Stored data

PR #517, opened 2017-07-02
Don't fake explode blocks

### LINKED ISSUE #515: Explosions fake destroy wrong blocks
Hello,

Explosions seem to be able to "fake" destroy blocks, like obsidian. The server sends that the block got destroyed in the ExplosionMessage. After a rejoin, the obsidian will be there again.

Hot to reproduce:
1) Build something like this:
grafik
2) Let it explode
3) The Obsidian blocks seems to get destroyed
4) disconnect and connect to the server again
5) The Obsidian block is there again.

regards
Postremus

Postremus:
This PR attempts to fix multiple explosion related problems.

The offset of records in ExplosionMessage's was wrong. Changed it according to http://wiki.vg/Protocol#Explosion.

The destroyed blocks of an explosion can be changed via the API.

Also, only calculate the vectors for the rays once.

closes #515

### DIFF
--- a/src/main/java/net/glowstone/Explosion.java
+++ b/src/main/java/net/glowstone/Explosion.java
@@ -47,7 +47,6 @@ public final class Explosion {
     private static final List<Vector> RAY_DIRECTIONS = new ArrayList<>();
 
     static {
-
         int value = 16;
         for (int x = 0; x < value; x++) {
             for (int y = 0; y < value; y++) {
@@ -335,9 +334,10 @@ public final class Explosion {
         Collection<Record> records = new ArrayList<>();
 
         for (Block block : blocks) {
-            byte x = (byte) (block.getLocation().getBlockX() - (int) location.getX());
-            byte y = (byte) (block.getLocation().getBlockY() - (int) location.getY());
-            byte z = (byte) (block.getLocation().getBlockZ() - (int) location.getZ());
+            Location blockLocation = block.getLocation();
+            byte x = (byte) (blockLocation.getBlockX() - (int) this.location.getX());
+            byte y = (byte) (blockLocation.getBlockY() - (int) this.location.getY());
+            byte z = (byte) (blockLocation.getBlockZ() - (int) this.location.getZ());
             records.add(new Record(x, y, z));
         }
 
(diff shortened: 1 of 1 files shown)


src/main/java/net/glowstone/Explosion.java
```diff
@@ -327,13 +331,13 @@ private void playOutSoundAndParticles() {
...
-    private void playOutExplosion(GlowPlayer player, Iterable<BlockVector> blocks) {
+    private void playOutExplosion(GlowPlayer player, Iterable<Block> blocks) {
         Collection<Record> records = new ArrayList<>();
 
-        for (BlockVector block : blocks) {
-            byte x = (byte) (block.getBlockX() - location.getBlockX());
-            byte y = (byte) (block.getBlockY() - location.getBlockY());
-            byte z = (byte) (block.getBlockZ() - location.getBlockZ());
+        for (Block block : blocks) {
+            byte x = (byte) (block.getLocation().getBlockX() - (int) location.getX());
```
aramperes: Is there a reason to use `(int) location.getX()` instead of `location.getBlockX()`? Also, please cache the `block.getLocation()` object because the method creates new Location instances each time.

src/main/java/net/glowstone/Explosion.java
```diff
@@ -44,6 +44,29 @@
     public static final int POWER_ENDER_CRYSTAL = 6;
     private static final Random random = new Random();
     public static final int EXPLOSION_VISIBILITY_RADIUS = 64;
+    private static final List<Vector> RAY_DIRECTIONS = new ArrayList<>();
+
+    static {
+
```
aramperes: Extra whitespace.

aramperes (changes requested):

src/main/java/net/glowstone/Explosion.java
Postremus: As example, lets take X = -103.351. When casting to int, we get -103. The .getBlockX() returns, as expected, -104.
The client apparently needs the offsets to be calculated from the casted location.

aramperes (approved):

aramperes:

Issue #499, opened 2017-06-23
Implementing vanilla commands


aramperes:
Most vanilla commands were [removed](https://hub.spigotmc.org/stash/projects/SPIGOT/repos/bukkit/commits/a1cc4b769caf690b2f075f833c83e76d6431f9a7) from Bukkit as part of the 1.12 update. Therefore, we need to re-implement them ourselves to get them back in Glowstone.

This is a list of commands that need to be implemented:

- [x] ~~`/achievement`~~ (removed from Minecraft, not needed)
- [ ] `/advancement` (Advancements need to be implemented first)
- [x] `/ban`
- [x] `/ban-ip`
- [x] `/banlist` (#518)
- [ ] `/blockdata`
- [x] **`/clear`**
- [x] `/clone` (#590)
- [x] `/defaultgamemode` (#521)
- [x] `/deop`
- [x] **`/difficulty`**
- [ ] `/effect`
- [x] `/enchant` (#560)
- [ ] `/entitydata`
- [ ] `/execute`
- [ ] `/fill`
- [x] `/function`
- [x] `/gamemode`
- [x] `/gamerule`
- [x] `/give`
- [x] `/kick`
- [x] **`/kill`**
- [x] `/list`
- [ ] `/locate`
- [x] `/me` (#521)
- [x] `/op`
- [x] **`/pardon`**
- [x] **`/pardon-ip`**
- [ ] `/particle`
- [x] `/playsound` (#531)
- [ ] `/recipe` (New recipes system needs to be implemented, might wait for 1.13+)
- [ ] `/replaceitem`
- [x] **`/save-all`, `/save-on`, `/save-off`**
- [x] `/say`
- [ ] `/scoreboard`
- [x] `/seed` (#521)
- [x] `/setidletimeout` (#523)
- [x] `/setblock` (6d00594775acc96f88d21f4ac8ad7ba54b8c0fad)
- [x] `/setworldspawn` (#523)
- [x] `/spawnpoint` (#523)
- [ ] `/spreadplayers`
- [x] `/stop`
- [x] **`/tp`**
- [x] `/tell`
- [x] `/testfor` (#573)
- [x] `/testforblock`
- [x] `/testforblocks`
- [x] **`/time`**
- [x] `/toggledownfall` (#523)
- [ ] `/trigger`
- [x] **`/weather`**
- [x] **`/whitelist`**
- [x] `/xp` (#521)

[...]

PR #518, opened 2017-07-05
#499 - Adds banlist command

FlorentClarret:
Hi,

This PR relates to this issues : https://github.com/GlowstoneMC/Glowstone/issues/499. It doesn't close it, but contributes to :)

It reimplements the vanilla banlist command line.

### DIFF
--- a/src/main/java/net/glowstone/command/minecraft/BanListCommand.java
+++ b/src/main/java/net/glowstone/command/minecraft/BanListCommand.java
@@ -7,7 +7,6 @@ import org.bukkit.Bukkit;
 import org.bukkit.ChatColor;
 import org.bukkit.command.CommandSender;
 import org.bukkit.command.defaults.VanillaCommand;
-import org.bukkit.util.StringUtil;
 
 import java.util.*;
 import java.util.stream.Collectors;
--- a/src/main/java/net/glowstone/command/minecraft/BanListCommand.java
+++ b/src/main/java/net/glowstone/command/minecraft/BanListCommand.java
@@ -7,6 +7,7 @@ import org.bukkit.Bukkit;
 import org.bukkit.ChatColor;
 import org.bukkit.command.CommandSender;
 import org.bukkit.command.defaults.VanillaCommand;
+import org.bukkit.util.StringUtil;
 
 import java.util.*;
 import java.util.stream.Collectors;
@@ -54,6 +55,10 @@ public class BanListCommand extends VanillaCommand {
 
     @Override
     public List<String> tabComplete(CommandSender sender, String alias, String[] args) throws IllegalArgumentException {
-        return args.length == 0 ? super.tabComplete(sender, alias, args) : Collections.emptyList();
+        if (args.length == 1) {
+            return StringUtil.copyPartialMatches(args[0], BAN_TYPES, new ArrayList(BAN_TYPES.size()));
+        } else {
+            return args.length == 0 ? super.tabComplete(sender, alias, args) : Collections.emptyList();
+        }
     }
 }
--- a/src/main/java/net/glowstone/command/minecraft/BanListCommand.java
+++ b/src/main/java/net/glowstone/command/minecraft/BanListCommand.java
@@ -1,0 +1,86 @@
+package net.glowstone.command.minecraft;
+
+import org.bukkit.BanEntry;
+import org.bukkit.BanList;
+import org.bukkit.Bukkit;
+import org.bukkit.ChatColor;
+import org.bukkit.command.CommandSender;
+import org.bukkit.command.defaults.VanillaCommand;
+import org.bukkit.util.StringUtil;
+
+import java.util.*;
+
+public class BanListCommand extends VanillaCommand {
+
+    private static final List<String> BAN_TYPES;
+
+    private static final int BAN_TYPES_SIZE;
+
+    static {
+        BAN_TYPES = Arrays.asList("ips", "players");
+        BAN_TYPES_SIZE = BAN_TYPES.size();
+    }
+
+    public BanListCommand() {
+        super("banlist", "Displays the server's blacklist.", "/banlist [ips|players]", Collections.emptyList());
+        setPermission("minecraft.command.ban.list");
+    }
+
+    @Override
+    public boolean execute(CommandSender sender, String commandLabel, String[] args) {
+        if (!testPermission(sender)) return false;
+
+        BanList.Type banType;
+
+        if (args.length > 0) {
+            final String parameter = args[0];
+            switch (parameter) {
+                case "ips" :
+                    banType = BanList.Type.IP;
+                    break;
+                case "players" :
+                    banType = BanList.Type.NAME;
+                    break;
+                default:
+                    sender.sendMessage(ChatColor.RED + "Invalid parameter '" + parameter + "'. Usage : " + usageMessage);
+                    return false;
+            }
+        } else {
+             banType = BanList.Type.NAME;
+        }
+
+        final Set<BanEntry> banEntries = Bukkit.getBanList(banType).getBanEntries();
+
+        if (banEntries.isEmpty()) {
+            sender.sendMessage("There are no banned players");
+        } else {
+            int index = 0, size = banEntries.size();
+            final StringBuilder banList = new StringBuilder(200);
+
+            for (final BanEntry banEntry : banEntries) {
+                banList.append(banEntry.getTarget());
+                if (index != size - 1) {
+                    if (index == size - 2) {
+                        banList.append(" and ");
+                    } else {
+                        banList.append(", ");
+                    }
+                }
+                ++index;
+            }
+
+            sender.sendMessage("There are " + size + " banned players : ");
+            sender.sendMessage(banList.toString());
+        }
+
+        return true;
+    }
+
+    @Override
+    public List<String> tabComplete(CommandSender sender, String alias, String[] args) throws IllegalArgumentException {
+        if (args.length == 1) {
+            return StringUtil.copyPartialMatches(args[0], BAN_TYPES, new ArrayList(BAN_TYPES_SIZE));
+        }
+        return super.tabComplete(sender, alias, args);
+    }
+}
--- a/src/main/java/net/glowstone/command/minecraft/BanListCommand.java
+++ b/src/main/java/net/glowstone/command/minecraft/BanListCommand.java
@@ -55,10 +55,6 @@ public class BanListCommand extends VanillaCommand {
 
     @Override
     public List<String> tabComplete(CommandSender sender, String alias, String[] args) throws IllegalArgumentException {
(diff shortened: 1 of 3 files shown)


src/main/java/net/glowstone/command/minecraft/BanListCommand.java
```diff
@@ -0,0 +1,86 @@
...
+
+        return true;
+    }
+
+    @Override
+    public List<String> tabComplete(CommandSender sender, String alias, String[] args) throws IllegalArgumentException {
+        if (args.length == 1) {
+            return StringUtil.copyPartialMatches(args[0], BAN_TYPES, new ArrayList(BAN_TYPES_SIZE));
+        }
+        return super.tabComplete(sender, alias, args);
```
aramperes: I think this should return `Collections.emptyList()` if `args.length` is over 1 (this will remove player auto-completion, which is not necessary here)

src/main/java/net/glowstone/command/minecraft/BanListCommand.java
```diff
@@ -0,0 +1,86 @@
...
+
+        final Set<BanEntry> banEntries = Bukkit.getBanList(banType).getBanEntries();
+
+        if (banEntries.isEmpty()) {
+            sender.sendMessage("There are no banned players");
+        } else {
+            int index = 0, size = banEntries.size();
+            final StringBuilder banList = new StringBuilder(200);
+
+            for (final BanEntry banEntry : banEntries) {
```
aramperes: Please use https://github.com/GlowstoneMC/Glowstone/blob/master/src/main/java/net/glowstone/command/CommandUtils.java#L105 if possible

src/main/java/net/glowstone/command/minecraft/BanListCommand.java
```diff
@@ -0,0 +1,86 @@
...
+            final String parameter = args[0];
+            switch (parameter) {
+                case "ips" :
+                    banType = BanList.Type.IP;
+                    break;
+                case "players" :
+                    banType = BanList.Type.NAME;
+                    break;
+                default:
+                    sender.sendMessage(ChatColor.RED + "Invalid parameter '" + parameter + "'. Usage : " + usageMessage);
```
aramperes: Remove space before `:` (`"Usage : "`)

src/main/java/net/glowstone/command/minecraft/BanListCommand.java
```diff
@@ -0,0 +1,86 @@
...
+
+import java.util.*;
+
+public class BanListCommand extends VanillaCommand {
+
+    private static final List<String> BAN_TYPES;
+
+    private static final int BAN_TYPES_SIZE;
+
+    static {
```
aramperes: Is there a reason for a static initialization block here? I think you could just to:

```java
private static final List<String> BAN_TYPES = Arrays.asList("ips", "players");
```

No need to store `BAN_TYPES_SIZE` in a variable, just use `BAN_TYPES.size()` when needed.

src/main/java/net/glowstone/command/minecraft/BanListCommand.java
```diff
@@ -0,0 +1,86 @@
...
+             banType = BanList.Type.NAME;
+        }
+
+        final Set<BanEntry> banEntries = Bukkit.getBanList(banType).getBanEntries();
+
+        if (banEntries.isEmpty()) {
+            sender.sendMessage("There are no banned players");
+        } else {
+            int index = 0, size = banEntries.size();
+            final StringBuilder banList = new StringBuilder(200);
```
aramperes: I don't think there's a need for an initial capacity value here?

src/main/java/net/glowstone/command/minecraft/BanListCommand.java
```diff
@@ -0,0 +1,86 @@
...
+                    if (index == size - 2) {
+                        banList.append(" and ");
+                    } else {
+                        banList.append(", ");
+                    }
+                }
+                ++index;
+            }
+
+            sender.sendMessage("There are " + size + " banned players : ");
```
aramperes: Remove space before `:` (`" banned players : "`)

aramperes (changes requested):

src/main/java/net/glowstone/command/minecraft/BanListCommand.java
```diff
@@ -0,0 +1,86 @@
...
+
+    @Override
+    public boolean execute(CommandSender sender, String commandLabel, String[] args) {
+        if (!testPermission(sender)) return false;
+
+        BanList.Type banType;
+
+        if (args.length > 0) {
+            final String parameter = args[0];
+            switch (parameter) {
```
LuminousLoreBloom: Make this non case-sensitive?

src/main/java/net/glowstone/command/minecraft/BanListCommand.java
FlorentClarret: Good point, no need to store it in this case.

src/main/java/net/glowstone/command/minecraft/BanListCommand.java
FlorentClarret: No problem

src/main/java/net/glowstone/command/minecraft/BanListCommand.java
FlorentClarret: French guy here, don't blame me.

src/main/java/net/glowstone/command/minecraft/BanListCommand.java
FlorentClarret: Indeed. No need in this case.

src/main/java/net/glowstone/command/minecraft/BanListCommand.java
FlorentClarret: Oh. Didn't see that one. Thanks

src/main/java/net/glowstone/command/minecraft/BanListCommand.java
FlorentClarret: French guy here again, don't blame me.

src/main/java/net/glowstone/command/minecraft/BanListCommand.java
FlorentClarret: Fair point.

src/main/java/net/glowstone/command/minecraft/BanListCommand.java
```diff
@@ -33,17 +28,13 @@ public boolean execute(CommandSender sender, String commandLabel, String[] args)
...
-                case "ips" :
-                    banType = BanList.Type.IP;
-                    break;
-                case "players" :
-                    banType = BanList.Type.NAME;
-                    break;
-                default:
-                    sender.sendMessage(ChatColor.RED + "Invalid parameter '" + parameter + "'. Usage : " + usageMessage);
-                    return false;
+            if ("ips".equalsIgnoreCase(args[0])) {
```
picknchew: A switch can still be used. Just make the first argument lowercase.

src/main/java/net/glowstone/command/minecraft/BanListCommand.java
```diff
@@ -0,0 +1,64 @@
...
+        }
+
+        final Set<BanEntry> banEntries = Bukkit.getBanList(banType).getBanEntries();
+
+        if (banEntries.isEmpty()) {
+            sender.sendMessage("There are no banned players");
+        } else {
+            final List<String> targets = banEntries.stream().map(BanEntry::getTarget).collect(Collectors.toList());
+            sender.sendMessage("There are " + banEntries.size() + " banned players: ");
+            sender.sendMessage(CommandUtils.prettyPrint(targets.toArray(new String[targets.size()])));
```
LuminousLoreBloom, line 50: Perhaps check if there are no banned players here so an empty message isn't sent?

aramperes: @Mystiflow That check is done here: https://github.com/GlowstoneMC/Glowstone/pull/518/files/946cda8cadfbdf72f3a29d6a4fae84f80276bb56..779d13ed59cef62cd218cdc6d6fed30cb814e40f#diff-d9df5a37e1afb33765f601eec8d00d0aL55

FlorentClarret: Yup, the check is done

src/main/java/net/glowstone/command/minecraft/BanListCommand.java
FlorentClarret: Yes, less modifications would have been performed

src/main/java/net/glowstone/command/minecraft/BanListCommand.java
LuminousLoreBloom: Ah, whoops, completely skimmed over it

src/main/java/net/glowstone/command/minecraft/BanListCommand.java
```diff
@@ -0,0 +1,64 @@
...
+
+        return true;
+    }
+
+    @Override
+    public List<String> tabComplete(CommandSender sender, String alias, String[] args) throws IllegalArgumentException {
+        if (args.length == 1) {
+            return StringUtil.copyPartialMatches(args[0], BAN_TYPES, new ArrayList(BAN_TYPES.size()));
+        } else {
+            return Collections.emptyList();
```
aramperes: You should still return `super.[...]` if `args.length == 0` (sorry if I wasn't clear in my previous review). For example: `return args.length == 0 ? super.[...] : Collections.emptyList();`

aramperes (changes requested):

src/main/java/net/glowstone/command/minecraft/BanListCommand.java
FlorentClarret: My bad. I updated it too quickly

src/main/java/net/glowstone/command/minecraft/BanListCommand.java
```diff
@@ -55,10 +55,6 @@ public boolean execute(CommandSender sender, String commandLabel, String[] args)
 
     @Override
     public List<String> tabComplete(CommandSender sender, String alias, String[] args) throws IllegalArgumentException {
-        if (args.length == 1) {
```
aramperes: No... you still need that check :)

```java
if (args.length == 1) {
    return StringUtil.copyPartialMatches(args[0], BAN_TYPES, new ArrayList(BAN_TYPES.size()));
}
return args.length == 0 ? super.tabComplete(sender, alias, args) : Collections.emptyList();
```

aramperes (changes requested):

aramperes (approved):

aramperes:
Thank you for your contribution! :)

Issue #519, opened 2017-07-05
Named sound id are wrong in some cases


Postremus:
Hello,

I wanted to implement equipment sounds for armor stand (see #471).
"Sound.ITEM_ARMOR_EQUIP_LEATHER" maps to id "minecraft:item.armor.equip.leather". According to http://pokechu22.github.io/Burger/1.11.html#sounds however, it should be "minecraft:item.armor.equip_leather".

The same is the case for multiple, if not all, of the armor_equip sounds.

regards
Postremus

aramperes:
https://github.com/GlowstoneMC/Glowstone/blob/c07c74e068ce95a2cb33918360d9e630b0777465/src/main/java/net/glowstone/constants/GlowSound.java#L36

We should either have an actual map, or adjust this way of converting to a Vanilla ID.

mastercoms:
I honestly think the sounds map is useless for 1.11+, so that should be removed as well. Instead, there should be a map of sound ID exceptions.

PR #520, opened 2017-07-06
Add off hand support for Armor stands

### LINKED ISSUE #471: Armor Stands aren't functional
Armor stands just don't work.

As I was programming in #470, I was having extreme trouble getting armor stands to work. A thought occurred to me that perhaps armor stands were broken in general. I placed one down, grabbed a diamond helmet and a diamond chestplate, and tried to equip them to the armor stand. It didn't equip nor take it out of my inventory.

Problems:
Equipping armor stands in game does not work.
Equipping armor using `Entity.getEquipment().setHelmet()` and similar methods do not work
Equipping armor using `ArmorStand.setHelmet()` do not work.

Tested in build 478 (2017.5.0.0)

Postremus:
Add equipment sounds for armorstands. They are played to the player who equipped the armor stand. Currently no sound is played because of #519.

Implement EntityEquipment. This allows the armorstand to use the equipmentmonitor.

Save the off hand item of the livingentity. Use the tags HandItems, ArmorItems, HandDropChances, ArmorDropChances for this. Keep the old Equipment and DropChances tags for backwards compatibility.

Add off hand support for armor stands.

closes #471


src/main/java/net/glowstone/entity/objects/GlowArmorStand.java
```diff
@@ -1,13 +1,20 @@
 package net.glowstone.entity.objects;
 
+
```
aramperes: Whitespace! ;)

src/main/java/net/glowstone/io/entity/LivingEntityStore.java
```diff
@@ -148,6 +130,68 @@ public void load(T entity, CompoundTag compound) {
         }
     }
 
+    private void loadEquipment(T entity, EntityEquipment equip, CompoundTag compound) {
+        // Deprecated since 15w31a, left here for compatibilty for now
+        if (compound.isList("Equipment", TagType.COMPOUND)) {
+            List<CompoundTag> list = compound.getCompoundList("Equipment");
+            if (list.size() == 5) {
```
aramperes: Would it be better to allow for a variable size of this list? For example, having a list with only 1 element would only set the "item in hand" slot, and so forth.

aramperes (changes requested):

src/main/java/net/glowstone/io/entity/LivingEntityStore.java
Postremus: I can't see a Situation where:
- A world is saved with an incomplete list of "Equipment", "HandItems" or "ArmorItems"
- and the client still working

Just tried this situation out. Client is just black, and I can't move.

Since it is not safe to have incomplete lists in vanilla, I don't see how useful handling loading of them is going to be for us.

Postremus: Okay, more testing revealed, that paper has no problem with incomplete *Items lists.

aramperes: The only situation I could see this happening is when using data-tags in commands (/summon, for example): it would be possible for a command to not have all the items in the list, and the Entity Store would have to handle that.

aramperes:
@Postremus I don't have time to test this on my own system right now. Can you confirm that your changes work without major breakage? If not, I'll have a look myself tonight or during the weekend.

Postremus:
It seems to work without breaking anything.   

Executing:
`/summon armor_stand ~ ~ ~ {ShowArms:1,Invisible:1,HandItems:[{Count:1b,id:276s},{Count:1b,id:442s}], ArmorItems:[{Count:1b,id:313s}, {Count:1b,id:312s}, {Count:1b,id:311s}]}`  
Spawns the armorstand with 3 pieces of armor (foot, leg, chest), and 2 handitems, correctly.

No other entity uses an EntityEquipment right now in Glowstone.

aramperes:
@Postremus Alright, thank you for confirming this works :)

Perhaps adding EntityEquipment support for other entities can be done in a future PR. The scope of your PR is mostly about Armor Stands anyways.

aramperes (approved):

aramperes:
Thank you again for your contribution!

§ REQUIRED WORK: Provide the number of lines in the entries above on which the string "Iterable" is found, and no other text.

§ ANSWER TO THIS EXERCISE: 2